Segment Start: EXCERPTED RECORDS
PR #345, opened 2024-06-18
A script to run Gemini models

DonggeLiu:
Adding a script to run Gemini models with a text prompt.
Steps:
```shell
python -m venv .venv
pip install -r requirements.txt
gcloud auth login && gcloud auth application-default login && gcloud auth application-default set-quota-project oss-fuzz
python -m experimental.manual.prompter -p prompt.txt -l vertex_ai_gemini-1-5
ls `./responses/`
```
Segment End: EXCERPTED RECORDS
__WHAT THE EXERCISE ASKS__
Make an exact transcription of the entries above.

__RESPONSE TO THIS TASK__
PR #345, opened 2024-06-18
A script to run Gemini models

DonggeLiu:
Adding a script to run Gemini models with a text prompt.
Steps:
```shell
python -m venv .venv
pip install -r requirements.txt
gcloud auth login && gcloud auth application-default login && gcloud auth application-default set-quota-project oss-fuzz
python -m experimental.manual.prompter -p prompt.txt -l vertex_ai_gemini-1-5
ls `./responses/`
```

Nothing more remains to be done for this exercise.